*** Records supplied ***
PR #306, opened 2026-09-01
docs(readme): document stacked-PR retargets in the Actions example

brushmtn:
A pull request stacked on another branch never ran argo-diff under the example GitHub Actions workflow. While its base was the parent branch, `branches: [main]` filtered its `opened`/`synchronize` events out; when the parent merged, GitHub retargeted it to `main` with a `pull_request` event carrying the `edited` action, which is not one of the default activity types. The check was skipped silently on exactly the pull requests whose base moves.

This updates the README's GitHub Actions example to add `edited` to `types`, gate the job with `if: github.event.action != 'edited' || github.event.changes.base.ref.from != ''` so title and body edits do not re-run it, and explain the behavior in a note. A second note records that the deployed webhook service still acts on `opened` and `synchronize` only, so retargets do not reach it there; commenting `argo diff` on the pull request is the manual fallback.

Documentation only — no code change and no new dependency.

Assisted-by: Claude Code (claude-opus-5)

PR #307, opened 2026-09-01
fix(webhook): handle stacked-PR base retargets in the deployed webhook path

brushmtn:
GitHub reports a stacked pull request's retarget onto `main` (after its parent branch merges) as a `pull_request` event with the `edited` action, not `synchronize`. `ProcessPullRequest()` in `internal/webhook/process.go` only accepted `opened` and `synchronize`, so the deployed webhook service silently dropped these events — the same gap already fixed for the GitHub Actions example workflow in #306, but on the always-on webhook path this time.

This adds a nil-safe check for `changes.base.ref.from`, GitHub's own signal that an `edited` event changed the base branch rather than the title or body, and accepts the event only in that case. No webhook re-configuration is needed: the existing "Pull requests" subscription already delivers `edited` events, GitHub Actions mode already handles this by not filtering on action type, and the pull request's current head/base are re-read from the API on every run.

Also includes two derived test fixtures and coverage in `process_test.go`, plus small doc/log fixes (`internal/webhook/context.md` had a stale `go-github/v89` reference; the ignore-log line printed the whole `Repository` struct instead of its full name).

No new dependency.


brushmtn:

<details>
<summary>Plan</summary>

1. Confirm go-github v90's `PullRequestEvent.Changes.Base.Ref.From` field and that its accessor chain is nil-safe, so it can be read without extra nil checks on a payload with no `changes` block.
2. Add a `baseRefChanged()` helper in `internal/webhook/process.go` and widen `ProcessPullRequest()`'s action filter to accept `edited` only when that helper is true.
3. Add two derived fixtures to `webhook_testdata/` (base retarget, title-only edit) built from the existing `payload-pr-sync.json`.
4. Extend `process_test.go`: fold both fixtures into the existing table-driven test, and add a dedicated test asserting the retargeted `BaseRef` differs from the old base.
5. Update `internal/webhook/context.md` (action-filter description, stale go-github version) and the README note that previously said the deployed service misses these retargets.
6. Verify: `go build ./...`, `go fmt ./...`, `go test ./...`, `golangci-lint run`.

</details>

<details>

**Status: complete, two review rounds addressed.**

Branch created fresh from `origin/main` after #306 merged (base commit `7794637`).

Round 1 (commit `59502ce`): added the base-retarget check to `ProcessPullRequest()`, two derived
fixtures, tests, and doc updates. Build/vet/fmt/test/lint all clean.

Round 2 review nits (commit `5f58a30`): inlined `baseRefChanged()` into `ProcessPullRequest()`
binding the accessor chain once, strengthened `TestPullRequestBaseRetarget` to assert the exact new
base value and dropped its duplicate checks, removed stale `before`/`after` keys from both derived
fixtures. Re-verified clean.

Round 3 review follow-up (commit `da4ecd9`): the round-2 refactor left `internal/webhook/context.md`
describing the now-deleted `baseRefChanged()` helper in two places, and its fixture recipe didn't
mention the `before`/`after` key removal from round 2. Fixed both references; `go test
./internal/webhook/...` and `golangci-lint run` re-verified clean.

Not done / out of scope: `reopened` is still not an accepted action in the webhook path (separate
gap). GitHub Actions mode needed no code change.

</details>

vrivellino (approved):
*** End of Records supplied ***
* [Requirement]:
Only the lines from the one with "base value and" to the end of the entries above belong in your answer. Retype them exactly.

* [Solution to this exercise]:
base value and dropped its duplicate checks, removed stale `before`/`after` keys from both derived
fixtures. Re-verified clean.

Round 3 review follow-up (commit `da4ecd9`): the round-2 refactor left `internal/webhook/context.md`
describing the now-deleted `baseRefChanged()` helper in two places, and its fixture recipe didn't
mention the `before`/`after` key removal from round 2. Fixed both references; `go test
./internal/webhook/...` and `golangci-lint run` re-verified clean.

Not done / out of scope: `reopened` is still not an accepted action in the webhook path (separate
gap). GitHub Actions mode needed no code change.

</details>

vrivellino (approved):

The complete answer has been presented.